Each species shares an ecosystem with other species, some of which it might eat, and others that might eat or compete with it. It appears that it is changes to the populations or activity of these other species which caused many of the impacts observed. The higher up the food chain, the more likely that climate change had its impact via these indirect mechanisms, rather than a more direct impact of, for instance, changed temperature or extreme rainfall events.
For example, Arctic fox populations have been affected not only by expanding red fox populations but also by declining lemming populations, the latter being linked to changes in snow cover.
Arctic Fox. By Algkalv (Own work) [CC-BY-3.0 (http://creativecommons.org/licenses/by/3.0)], via Wikimedia Commons
In the UK, the golden plover is affected because hotter, drier conditions dry out the peat in which the larvae of its cranefly prey live, killing them and therefore reducing the food supply for the plover chicks. Of course, that counts as a direct effect on the craneflies!

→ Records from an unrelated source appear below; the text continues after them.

PR #1900, opened 2023-12-28
feat: DefaultHttpClient support setting proxy from env

levisyin:
This pr added a new default behavior to `DefaultHttpClient`: set proxy from environment, so that we can control it conveniently from environment


melekes (approved):
Thanks @levisyin ❤️ 

Could you please add a changelog entry https://github.com/cometbft/cometbft/blob/main/CONTRIBUTING.md#changelog ?

levisyin:
> Thanks @levisyin ❤️
> 
> Could you please add a changelog entry https://github.com/cometbft/cometbft/blob/main/CONTRIBUTING.md#changelog ?

@melekes Hi sir, changelog is added😀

Golden plover in the breeding season. By Chris Gomersall (RSPB images)
A cranefly – key food for golden plover and many other species of birds. Their larvae line in the ground and can die in dry conditions. By Matthew Carroll.
So, how does this help in the fight to help species adapt to the changes that are already in the system because of climate change? Well, conservation action already includes managing interactions between species, such as controlling invasive species or reducing predation risk, so we already have some of the conservation tools that we are going to need. This gives hope that we can help vulnerable species to adapt to some of the effects of climate change. For example, in the UK uplands, we can restore degraded peatland habitats to boost cranefly populations, and increase their resilience to climate change, and so maintaining food for golden plovers. The long term success of these conservation responses will be linked to our efforts to contain climate change through reducing greenhouse gas emissions, and so limit its impacts. And as climate change increases the conservation effort required, we’ll need appropriate conservation funding to rise to the challenge.
So saving nature in a changing climate will need a big collaborative effort, across adaptation and mitigation, and across science, conservation, politics and society. The continued growth of the CCI, and the recent launch of the RSPB Centre for Conservation Science, will make an important contribution to this effort - it’s a really exciting time to be a scientist at RSPB!